Inference of private information
Finally, LLMs can in principle infer private information based on model inputs even if the relevant private information is not present in the training corpus (Weidinger et al., 2021). For example, an LLM may correctly infer sensitive characteristics such as race and gender from data contained in input prompts.
ENTITY
2 - AI
INTENT
2 - Unintentional
TIMING
2 - Post-deployment
Risk ID
mit417
Domain lineage
2. Privacy & Security
2.1 > Compromise of privacy by leaking or correctly inferring sensitive information
Mitigation strategy
1. Implement Differentially Private Inference Employ Differential Privacy (DP) techniques, such as DP-Fusion, during the model inference stage to introduce controlled noise or bound output probabilities. This provides formal privacy guarantees that obscure whether specific input details contributed to the inference outcome, mitigating attribute and membership inference attacks. 2. Deploy Multi-Party Private Inference Architectures Utilize secure multi-party computation protocols, such as Cascade, that distribute the user's prompt across multiple non-colluding parties (e.g., using token-level sharding).
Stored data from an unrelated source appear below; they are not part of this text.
PR #1464, opened 2019-05-18
PAN-2711 - Don't require 'to' in 'blocks' queries

shemnon:
## PR description

`{blocks(from:7777777) {number}}` should work, instead it is requiring a `to:` argument when it should be implied as latest


ethereum/graphqlrpc/src/test/java/tech/pegasys/pantheon/ethereum/graphqlrpc/EthGraphQLRpcHttpBySpecTest.java
```diff
@@ -108,14 +109,14 @@ private void graphQLRPCCall(final String name) throws IOException {
...
-      assertThat(resp.code()).isEqualTo(expectedStatusCode);
-
       final JsonObject expectedRespBody = spec.getJsonObject("response");
       final String resultStr = resp.body().string();
 
       final JsonObject result = new JsonObject(resultStr);
       assertThat(result).isEqualTo(expectedRespBody);
+
+      final int expectedStatusCode = spec.getInteger("statusCode");
+      assertThat(resp.code()).isEqualTo(expectedStatusCode);
```
NicolasMassart: Why moving this at the end?

shemnon: So when an error occurs the response body shows up in the junit report.

PR #1471, opened 2019-05-20
[PAN-2614] Expand permissioning interface

mbaxter:
## PR description
This PR consolidates all p2p permission-like logic behind a single interface.  To facilitate this change, the `PeerPermissions` interface has been expanded to provide more granular control, allowing the `NodePermissioningController` logic to sit behind this interface via the `NodePermissioningAdapter`.


ethereum/p2p/src/test/java/tech/pegasys/pantheon/ethereum/p2p/discovery/internal/PeerDiscoveryControllerTest.java
```diff
@@ -973,83 +972,205 @@ public void shouldNotAddPeerInNeighborsPacketWithoutBonding() {
   }
 
   @Test
-  public void shouldNotBondWithNonPermittedPeer() {
```
mbaxter: Just adding a note on these changes since the diff is confusing.  

The tests `shouldNotBondWithNonPermittedPeer` and `shouldNotRespondToPingFromNonWhitelistedDiscoveryPeer` were removed.  More comprehensive tests that include these cases were added to `PeerDiscoveryAgentTest`.   The new tests here are not related to the previous tests that were removed.

ethereum/p2p/src/main/java/tech/pegasys/pantheon/ethereum/p2p/discovery/internal/PeerDiscoveryController.java
```diff
@@ -752,6 +748,12 @@ public Builder tableRefreshIntervalMs(final long tableRefreshIntervalMs) {
       return this;
     }
 
+    public Builder cleanPeerTableIntervalMs(final long cleanPeerTableIntervalMs) {
```
shemnon: This method appears to not have test coverage, all the other builder methods do.

ethereum/p2p/src/main/java/tech/pegasys/pantheon/ethereum/p2p/network/DefaultP2PNetwork.java
```diff
@@ -587,43 +583,44 @@ public void start() {
...
+          .map(Optional::get)
+          .forEach(conn -> conn.disconnect(DisconnectReason.REQUESTED));
+    } else {
+      checkAllConnections();
+    }
+  }
+
+  private void checkAllConnections() {
+    if (!rlpxPermissions.isPresent()) {
+      return;
```
shemnon: This branch has no coverage.  Is this a case we expect to see in normal operations?  Would we ever realistically not have rlpxPermissions?

ethereum/p2p/src/main/java/tech/pegasys/pantheon/ethereum/p2p/network/NodePermissioningAdapter.java
```diff
@@ -0,0 +1,130 @@
...
+    this.nodePermissioningController = nodePermissioningController;
+    this.bootnodes = bootnodes;
+    this.blockchain = blockchain;
+
+    // TODO: These events should be more targeted
+    blockchainListenId =
+        blockchain.observeBlockAdded((evt, chain) -> dispatchUpdate(true, Optional.empty()));
+    nodePermissioningListenId =
+        this.nodePermissioningController.subscribeToUpdates(
+            () -> dispatchUpdate(true, Optional.empty()));
```
shemnon: This event never gets fired in tests.  Is this something that the Dapp will likely exercise?

lucassaldanha: The permissioninng dapp doesn't play a role in this flow. Our `NodePermissioningController` needs to subscribe to chain updates so we can verify if a new block must trigger a re-evaluation of the rules (e.g. the block contains a transaction that removes a node from the whitelist).

ethereum/p2p/src/main/java/tech/pegasys/pantheon/ethereum/p2p/network/NodePermissioningAdapter.java
```diff
@@ -0,0 +1,130 @@
...
+
+  private boolean allowOutboundBonding(final Peer localNode, final Peer remotePeer) {
+    boolean outboundMessagingAllowed = outboundIsPermitted(localNode, remotePeer);
+    if (!nodePermissioningController.getSyncStatusNodePermissioningProvider().isPresent()) {
+      return outboundMessagingAllowed;
+    }
+
+    // We're using smart-contract based permissioning
+    // If we're out of sync, only allow bonding to our bootnodes
+    final SyncStatusNodePermissioningProvider syncStatus =
```
lucassaldanha: All node permissioning providers are supposed to be under the `NodePermissioningController` object. The controller will take care of permissioning rules and the precedence order of them. We shouldn't be using it outside the `NodePermissioningController`.

Any reason for using it here?

mbaxter: I was trying to account for this code that's currently in the `PeerDiscoveryController`: https://github.com/PegaSysEng/pantheon/blob/8e27ca73d35d9d46b9eb9c549ccb78cfdd8d6fbe/ethereum/p2p/src/main/java/tech/pegasys/pantheon/ethereum/p2p/discovery/internal/PeerDiscoveryController.java#L222-L238

mbaxter: Which is removed here: https://github.com/PegaSysEng/pantheon/pull/1471/files#diff-11104ef3adb5bd629a56cc0044b0cc1aL222

mbaxter: Also - your comment reminded me to remove the now-dead code here: https://github.com/PegaSysEng/pantheon/pull/1471/commits/af58dba7a6ddf0da6cc95c71c407e7269f14c8ef

ethereum/p2p/src/main/java/tech/pegasys/pantheon/ethereum/p2p/discovery/internal/PeerDiscoveryController.java
mbaxter: I just added the method for completeness of the builder, it isn't actually used.  Do you think we need a test for this?

ethereum/p2p/src/main/java/tech/pegasys/pantheon/ethereum/p2p/network/DefaultP2PNetwork.java
mbaxter: The fact that this permissions object is wrapped in an `Optional` is unfortunate, and hopefully that will be going away in an upcoming PR.  I had tried initializing it in the constructor of `DefaultP2PNetwork` as a final unwrapped type that gets access to `DefaultP2PNetwork.getLocalEnode` via a `Supplier` argument in the `PeerRlpxPermissions` constructor.  But that caused issues with tests that needed to mock the `EnodeURL` returned by `DefaultP2pNetwork.getLocalEnode`.  For now, `rlpxPermissons` is created after the node starts and has a definite local enode.  

In this particular spot, this code will run when permissions are updated, which could happen before the node starts up.  Although, looks like I can simplify this a little by passing in the unwrapped permissions object - I'll push up that change.

ethereum/p2p/src/main/java/tech/pegasys/pantheon/ethereum/p2p/network/NodePermissioningAdapter.java
mbaxter: We have acceptance tests that will hit this branch.  The `NodePermissioningController` is in a separate package, so I don't want to pull in a real instance and try figuring out how to get that to broadcast an update within the p2p test suite.  Testing for that object should be covered in the `permissioning` package.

This strategy ensures no single entity possesses sufficient input data or intermediate model states to reconstruct the sensitive information being inferred. 3. Enforce Context-Specific Input Sanitization and Data Minimization Apply strict data minimization principles by masking, tokenizing, or redacting sensitive but non-essential information from the user's input prompt prior to model processing. Furthermore, use real-time detection tools to identify and reformulate out-of-context sensitive disclosures within the prompt, thereby limiting the features available to the LLM for attribute inference.